Spring 1998
Backtracking
Backtracking is a systematic way to go through all the possible configurations of a space. These configurations may be all possible arrangements of objects or all possible ways of building a collection of them.
We must generate each oe of the possible confgurations exactly once systematically.
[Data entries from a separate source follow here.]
Issue #324, opened 2016-11-01
Stateless singleton controller to handle requests


mkhanal:
Issue:
Stateful controllers + server states with sessions  = Stateful servers

Details Issue: 
Controller module is very handy as it takes away the boilerplate needed to parse parameters.

Following the layered architecture, if layers(controller/services/...) are singleton and stateless, then layers do not need to be instantiated for every route and thus never need to be garbage collected. This makes app very fast, and at the same time helps push the stateless-ness forward. Since in pippo, unlike rails, the Controllers do not need to be stateful to bind values to its templates, we can just as easily make controllers stateless.

While using controller module
A typical route:
```java
handlerClass = SomeController.class;
GET(path, handlerClass, "methodName");
```
Internally, this keeps the reference of the class and evaluates method so that on every request, the class is re-instantiated and the method is invoked. 

Proposal: 
Accept accept an instance instead of class as : 
```java
handlerInstance= new SomeController();
GET(path, handlerInstance, "methodName");
```
or even
```java
handlerInstance = new SomeController();
GET(path, handlerInstance::methodName)
```
Now this instance can be reused for every call. This also resembles what the application would look like if we do not use the ControllerApplication, and use the ro.pippo.core.Application 's route handling.

decebals:
Thanks for the detail explanation (excellent description of problem).
I don't know yet what approach is better:
- add the instance as singleton (route)
- add the class and the method name (controller)
- add the method reference (controller)
- add a kind of "metadata" - for example class name as string (route and controller)

All the variants have strengths and weaknesses.
For example, if I add the instance or class (use an import java statement in Application with a concrete class name) I'm in trouble when I try to implement the Hot Deployment feature [1]. If I use one `RouteHandler` for all requests (the standard route implementation) someone reports a problem [2] when try to execute requests in parallel. In [3] you will get some details about the current implementation.
In the feature my intention is to use a super declarative approach [4] for pippo-controller, similar with SpringBoot. Definitel we must evolve the `Controller` concept and the whole `pippo-controller` module.

In the meantime I will think to the solution proposed by you. The problem is the backward compatibility. Maybe we find an elegant and simple solution for all cases. 

Thanks again!

[1] https://groups.google.com/d/msg/pippo-java/lTbVWX3ArRs/lrr6XJ9KCQAJ
[2] https://groups.google.com/forum/#!topic/pippo-java/vZaa-0GxU1U
[3] https://github.com/decebals/pippo/issues/263
[...]

PR #350, opened 2017-02-07
Add possibility to use a singleton Controller

decebals:
This PR offers you the possibility to specify a Controller instance for all requests (singleton).

```java
addControllers(ContactsController.class); // one instance for EACH request
// or
addControllers(new ContactsController()); // one instance for ALL requests
```

See #324 for details.


decebals:
The `Controller` class plays only a decorative role, it contains only helper method:
```java
public class Controller {

    public final RouteContext getRouteContext() {
        return RouteDispatcher.getRouteContext();
    }

    public final Request getRequest() {
        return getRouteContext().getRequest();
    }

    public final Response getResponse() {
        return getRouteContext().getResponse();
    }

    @SuppressWarnings("unchecked")
    public <T extends ControllerApplication> T getApplication() {
        return (T) getRouteContext().getApplication();
    }

}
``` 

In theory, in the future, we can remove the actual constrain that a controller must extends the `Controller` class.

Issue #356, opened 2017-03-29
some bug


lambdaupb:
https://github.com/decebals/pippo/blob/f143f3172933d35c50265e039323ff8dc3a03dce/pippo-core/src/main/java/ro/pippo/core/route/ClasspathResourceHandler.java#L37

```
    String resourceName = getResourceBasePath() + "/" + resourcePath;
    return this.getClass().getClassLoader().getResource(resourceName);
```

Missing path normalization leads to a path traversal vulnerability.

I tested it in my own app and was able to retrieve `META-INF/` resource files via a manual GET request with `/.../META-INF/` inserted.

This is really web security 101 and maybe the other handler should be audited for similar vulnerabilities.

lambdaupb:
My apologies, I should have sent this via a private channel so this could be published with a fixed version ready to use.

But it seems impossible to edit the GitHub issue in a way that hides the information needed to abuse it. (https://github.com/isaacs/github/issues/37)
I have changed the title to something boring though.

decebals:
Thanks for reporting the problem! I will investigate the issue as much as possible.

decebals:
Ups, I committed on other branch (reloading) but now it's OK because I merged that branch on master. It's tricky when you work on multiple branches/features :smile:

PR #357, opened 2017-03-29
#356 test and partial fix

lambdaupb:
This hopefully fixes the `ClasspathResourceHandler` (and with it `PublicResourceHandler`) while the `WebjarsResourceHandler` is still insecure.

A test is implemented that checks some of the resource handlers with a naive case of this issue.

see #356


pippo-core/src/main/java/ro/pippo/core/route/ClasspathResourceHandler.java
```diff
@@ -15,31 +15,41 @@
...
 
-        this.resourceBasePath = getNormalizedPath(resourceBasePath);
+        this.resourceBasePath = Paths.get(getNormalizedPath(resourceBasePath));
     }
 
     @Override
     public URL getResourceUrl(String resourcePath) {
-        String resourceName = getResourceBasePath() + "/" + resourcePath;
-        return this.getClass().getClassLoader().getResource(resourceName);
+        Path resolved = resourceBasePath.resolve(resourcePath).normalize();
```
decebals: I prefer to keep `resourceBasePath` as String and to modify only `getResourceUrl`.
The modification create a `Path requestedPath` variable and check to see if this path startWith resourceBasePath (similar with https://github.com/decebals/pippo/blob/master/pippo-core/src/main/java/ro/pippo/core/route/DirectoryHandler.java#L138)

pippo-core/src/test/java/ro/pippo/core/PathTraversalResourceHandlerTest.java
```diff
@@ -0,0 +1,53 @@
+package ro.pippo.core;
```
decebals: Please add copyright header (see other .java files).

We represent our configurations by a vector A = (a1, a2, ... , an) , where each element ai is selected from an ordered set of possible candidates Si for position i.
Algorithm:
Since each solution can be thought of as a traversal of a tree, we can use a Depth-first Traversal to yield a recursive algorithm.
Backtrack-DFS (A,k)
if A = (a1, a2, ... , ak) is a
solution, report it.
else
k = k + 1
compute Sk
while Sk not empty do
ak = an element in Sk
Sk = Sk - a k
Backtrack(a,k)
Subset Example:
To construct all 2n subsets, we set Sk = (true, false) and A is a solution whenever k >= n. Thus, each solution vector has size n and consists of a series of true or falses. We will use the number i to represent a true value for the ith position and a - to represent false.
Permutation Example:
To construct all n! permutaions, we set Sk = {1, 2, ..., n} - A and A is a solution whenever k = n + 1. Thus, each solution vector has size n and consists of a series of numbers.